* HOW TO COMPLETE THIS TASK
In the entries below, spot each line with the word "like" and copy it.

━━━ INPUT MATERIAL ━━━

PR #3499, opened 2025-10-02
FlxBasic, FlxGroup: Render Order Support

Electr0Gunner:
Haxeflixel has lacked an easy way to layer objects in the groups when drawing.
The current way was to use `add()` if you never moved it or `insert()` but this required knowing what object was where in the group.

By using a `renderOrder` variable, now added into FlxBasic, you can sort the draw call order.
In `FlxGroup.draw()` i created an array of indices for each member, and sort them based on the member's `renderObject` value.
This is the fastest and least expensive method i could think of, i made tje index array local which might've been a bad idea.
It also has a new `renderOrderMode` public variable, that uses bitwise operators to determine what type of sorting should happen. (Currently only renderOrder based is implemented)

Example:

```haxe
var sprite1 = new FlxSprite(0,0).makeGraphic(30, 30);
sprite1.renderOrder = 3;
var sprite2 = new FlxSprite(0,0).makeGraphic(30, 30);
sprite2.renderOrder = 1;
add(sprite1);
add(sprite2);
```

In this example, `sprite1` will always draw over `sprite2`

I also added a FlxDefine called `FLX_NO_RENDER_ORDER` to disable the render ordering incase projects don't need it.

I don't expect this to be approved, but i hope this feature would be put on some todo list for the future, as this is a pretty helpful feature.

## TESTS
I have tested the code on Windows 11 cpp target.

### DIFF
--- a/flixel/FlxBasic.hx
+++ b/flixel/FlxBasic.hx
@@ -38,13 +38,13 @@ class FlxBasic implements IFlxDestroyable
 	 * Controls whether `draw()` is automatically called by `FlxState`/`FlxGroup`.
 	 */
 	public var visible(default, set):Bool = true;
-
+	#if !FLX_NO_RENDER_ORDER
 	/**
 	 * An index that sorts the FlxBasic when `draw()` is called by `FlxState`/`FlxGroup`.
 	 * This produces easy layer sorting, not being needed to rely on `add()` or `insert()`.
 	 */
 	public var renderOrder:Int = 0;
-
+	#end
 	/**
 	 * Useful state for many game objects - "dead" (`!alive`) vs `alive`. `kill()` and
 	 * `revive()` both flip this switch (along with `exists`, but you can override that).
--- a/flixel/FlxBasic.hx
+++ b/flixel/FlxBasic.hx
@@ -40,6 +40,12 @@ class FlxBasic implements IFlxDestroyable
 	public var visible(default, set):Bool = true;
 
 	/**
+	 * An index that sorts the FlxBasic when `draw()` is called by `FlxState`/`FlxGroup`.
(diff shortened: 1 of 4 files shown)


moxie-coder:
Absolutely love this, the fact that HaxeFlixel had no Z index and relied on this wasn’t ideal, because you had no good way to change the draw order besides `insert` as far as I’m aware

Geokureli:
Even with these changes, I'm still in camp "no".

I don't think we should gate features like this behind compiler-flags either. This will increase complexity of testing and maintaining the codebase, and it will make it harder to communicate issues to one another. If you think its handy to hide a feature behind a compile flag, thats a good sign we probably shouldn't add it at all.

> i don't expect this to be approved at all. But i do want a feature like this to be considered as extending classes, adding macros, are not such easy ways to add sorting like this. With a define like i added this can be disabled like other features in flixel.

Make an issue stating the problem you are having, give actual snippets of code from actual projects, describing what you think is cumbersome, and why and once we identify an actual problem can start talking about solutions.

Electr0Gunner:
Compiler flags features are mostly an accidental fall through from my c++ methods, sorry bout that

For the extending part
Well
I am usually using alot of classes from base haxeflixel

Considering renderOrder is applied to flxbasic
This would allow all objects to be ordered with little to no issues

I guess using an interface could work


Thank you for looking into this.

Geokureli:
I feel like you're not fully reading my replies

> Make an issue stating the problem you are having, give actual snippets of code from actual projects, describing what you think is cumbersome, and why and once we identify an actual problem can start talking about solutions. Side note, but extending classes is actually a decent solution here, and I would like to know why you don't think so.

━━━

* SOLUTION FOR THIS TASK
I don't think we should gate features like this behind compiler-flags either. This will increase complexity of testing and maintaining the codebase, and it will make it harder to communicate issues to one another. If you think its handy to hide a feature behind a compile flag, thats a good sign we probably shouldn't add it at all.
> i don't expect this to be approved at all. But i do want a feature like this to be considered as extending classes, adding macros, are not such easy ways to add sorting like this. With a define like i added this can be disabled like other features in flixel.
I feel like you're not fully reading my replies
> Make an issue stating the problem you are having, give actual snippets of code from actual projects, describing what you think is cumbersome, and why and once we identify an actual problem can start talking about solutions. Side note, but extending classes is actually a decent solution here, and I would like to know why you don't think so.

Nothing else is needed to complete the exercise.